It’s good, Jim, but is it SF?

In a previous post – in fact in more than one, if I’m honest – I bemoaned the fact that a large number of general readers of intelligent fiction will never look at my stuff simply because it’s science fiction.  The odd thing is that, more than once, I’ve seen reviews by people who do read SF saying that my books aren’t really SF at all.

Here’s an example.  I’m not complaining in any way about this kind and wonderfully positive review of Dark Eden (which I very much hope will tempt some of those non-SF readers to give the book a try.)   I’m also not saying the reviewer is wrong: there is no single straightforward definition, after all, of what is SF and what is not.  But I am genuinely curious to know why he/she thinks that Dark Eden ‘isn’t really science-fiction, although it is set on an alien planet’.

It is set on an alien planet, a planet with no sun, with an entire ecology of animal and plant-like lifeforms which have evolved to generate their own light and derive their energy from the planet’s own hot core.  And it deals with the descendants of two marooned astronauts, trying to come to terms with this world.   This is easily science-fictional enough, I’m pretty certain, to exclude the majority of non-SF  readers, so I wonder in what sense might the book be described as not really being SF?

I’m honestly not sure, but I think possibly what this and one or two other reviewers may mean is that, having established this world, I let it become the background to a human story, rather than the source, in itself, of the plot.   The story is about the lives of the people in Eden, their society, their emerging politics, rather than being based on a series of revelations about the nature of Eden itself.   Is that it, I wonder?

My personal feeling about those revelation-type plots is that they tend to spoil the fictional world.  Although in a way it is background, in another way the planet Eden is, to me, absolutely the core and heart of the book.  And I wanted the reader to experience Eden as we experience our own planet, as the foundation of the characters’ lives, rather than as a puzzle or a riddle to be unpicked and solved.   It’s a matter of personal taste, but, with one or two great exceptions, I’ve never been that keen on ‘mystery’ plots in general.   (I’ve never really taken to whodunits, for instance.)  I don’t feel that solving puzzles is fundamentally what life is about.

Does this way of using my science fictional backdrop means that the book as a whole ‘isn’t really SF’?  It’s not for me to say.  I aim to write a book that it would please me to read, and don’t consciously seek either to celebrate or to challenge the traditions and conventions of any particular genre.  I simply go with what seems to work.  And since what works for me always seems to involve alien planets, or robots, or time travel, or virtual reality, or parallel timelines, I’ve always assumed that it was SF.

2 thoughts on “It’s good, Jim, but is it SF?”

  1. I’m tempted to just say most people are idiots, and there’s a sliver of truth in that statement, but to be less obtuse I’d be tempted to say part of the problem lies with what people have grown up with on TV: Doctor Who, Star Trek, and a lot of simplistic goodies vs. baddies stuff with bad effects and worse costumes ranging from V and way on down the scale.

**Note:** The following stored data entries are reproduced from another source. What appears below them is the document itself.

Issue #668, opened 2017-09-20
Chart of univariate probability distributions


dmbates:
It might be fun to check out how much of http://www.math.wm.edu/~leemis/chart/UDR/UDR.html we have covered.

matbesancon:
Nice one, do you think we should add a link to it in the docs?

matbesancon:
otherwise we can close this one

Issue #124, opened 2013-08-10
Missing distributions list


johnmyleswhite:
Since we're making pretty great progress at including probability distributions, I thought I'd add a list of distributions we're missing that we might want to add to rival SciPy's list:
# Continuous Distribution
- [ ] alpha - An alpha continuous random variable
- [ ] anglit - An anglit continuous random variable
- [x] arcsine - An arcsine continuous random variable
- [x] betaprime - A beta prima continuous random variable
- [ ] bradford - A Bradford continuous random variable
- [ ] burr - A Burr continuous random variable.
- [x] cosine - A cosine continuous random variable
- [ ] dgamma - A double gamma continuous random variable
- [ ] dweibull - A double Weibull continuous random variable
- [x] erlang - An Erlang continuous random variable
- [x] expon - An exponential continuous random variable
- [ ] exponweib - An exponentiated Weibull continuous random variable
- [x] exponpow - An exponential power continuous random variable
- [ ] fatiguelife - A fatigue-life (Birnbaum-Sanders) continuous random variable
- [ ] fisk - A Fisk continuous random variable
- [ ] foldcauchy - A folded Cauchy continuous random variable
- [ ] foldnorm - A folded normal continuous random variable
- [ ] frechet_r - A Frechet right (or Weibull minimum) continuous random variable
- [ ] frechet_l - A Frechet left (or Weibull maximum) continuous random variable
- [ ] genlogistic - A generalized logistic continuous random variable
- [x] genpareto - A generalized Pareto continuous random variable
- [ ] genexpon - A generalized exponential continuous random variable
- [x] genextreme - A generalized extreme value continuous random variable
- [ ] gausshyper - A Gauss hypergeometric continuous random variable
- [ ] gengamma - A generalized gamma continuous random variable
- [ ] genhalflogistic - A generalized half-logistic continuous random variable
- [ ] gilbrat - A Gilbrat continuous random variable
- [ ] gompertz - A Gompertz (or truncated Gumbel) continuous random variable
- [x] gumbel_r - A right-skewed Gumbel continuous random variable
- [ ] gumbel_l - A left-skewed Gumbel continuous random variable
- [ ] halfcauchy - A Half-Cauchy continuous random variable
- [ ] halflogistic - A half-logistic continuous random variable
- [ ] halfnorm - A half-normal continuous random variable
- [ ] hypsecant - A hyperbolic secant continuous random variable
- [ ] invweibull - An inverted Weibull continuous random variable
[...]

PR #899, opened 2019-05-16
Add univariate list, contrib page & Travis update.

taqtiqa-mark:
Update to Travis staged build.
 - The exisitng build has these drawbacks:
    - Code in the after_success: part of the build does not fail the
      build.  This makes it difficult to verify that (i) the doc build
      works and (ii) that doctest etc. still passes.
    - Doc building runs in the global environment, and is thus affected
      by the surroundings.

Add univariate listing implemented, not and won't.
 - Closes issue JuliaStats/Distributions.jl #124 and issue
   JuliaStats/Distributions.jl #668.
 - Includes (most) Wikipedia list of continuous univariate dist.

Add Contributing page to docs site.
 - Modelled on Julia and Documenter.jl page.
 - Included excerpt from README.md.


docs/src/contributing.md
```diff
@@ -0,0 +1,96 @@
...
+3. At the end of the tests, `Test.detect_ambiguities(Distributions)` is run to check method ambiguities. Verify that your modified code did not yield method ambiguities.
+4. Make according modifications to the `docs` folder, build the documentation locally with `$ julia docs/make.jl`, verify that your modifications display correctly and did not yield warnings.
+
+## Branches
+
+This package uses `release-*` branches for tagged minor versions. This follows the same approach used in the main Julia repository, albeit on a much more modest scale.
+
+Please open pull requests against the `master` branch rather than any of the `release-*` branches whenever possible.
+
+### Backports
```
matbesancon: Don't think we backport things in Distributions

docs/src/contributing.md
```diff
@@ -0,0 +1,96 @@
...
+
+Bug fixes are backported to the `release-*` branches using `git cherry-pick -x` and will become available in point releases of that particular minor version of the package.
+
+Feel free to nominate commits that should be backported by opening an issue. Requests for new point releases to be tagged in `METADATA.jl` can also be made in the same way.
+
+### `release-*` branches
```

Essentially, they think what we write is that kind of thing, but with equations thrown in.

    I had a conversation in a bar the other day where myself and a fellow author got talking to this chap who wanted to tell us about his ‘zombie post-apocalypse’ novel. He mentioned that as he wrote, he found it was turning into…science fiction.

    Myself and Fellow Writer exchanged a glance. Really? I asked, carefully. Surely it was already science fiction?

    Oh no, the chap declared. Unlike sf, his science was real. He made a joke about fake moon landings, and I think he only held back on declaring this to be true because he saw the looks on our faces.

    So there you have it. I have to be honest and say a large number of people don’t get sf because they lack the independence of thought that might allow them to make up their own mind about something, without relying on an opinion derived from some red-top newspaper or from the even more profound ignorance of those around them.

    And when you consider that a large part of the population do believe – openly or otherwise – that there never was a moon landing, or that gravity only works on Earth (I’m not kidding – ask some people what happens to a football if you kick it while standing on the surface of the Moon, and they’ll tell you it falls back to the Earth), it’s no surprise to me there are a lot of people who don’t ‘get’ SF.

    Frankly, I think we’re doing just fine without them. They live in a universe where SF is a variation on Buck Rogers, and two-dimensional heroes ramp up the proton ray to save the space babe. They also live in a universe where planets wobble through space like apples in a dunking barrel, and where the notion of a moon landing is so patently ridiculous it must have been faked.

  2. Yes, Gary, I think most people think of Star Wars or Star Trek when they hear ‘Science Fiction’. Which is a bit like thinking of TV series about Robin Hood or King Arthur when you hear the words ‘historical fiction’. (I doubt that, say, Hilary Mantel actually has this problem though).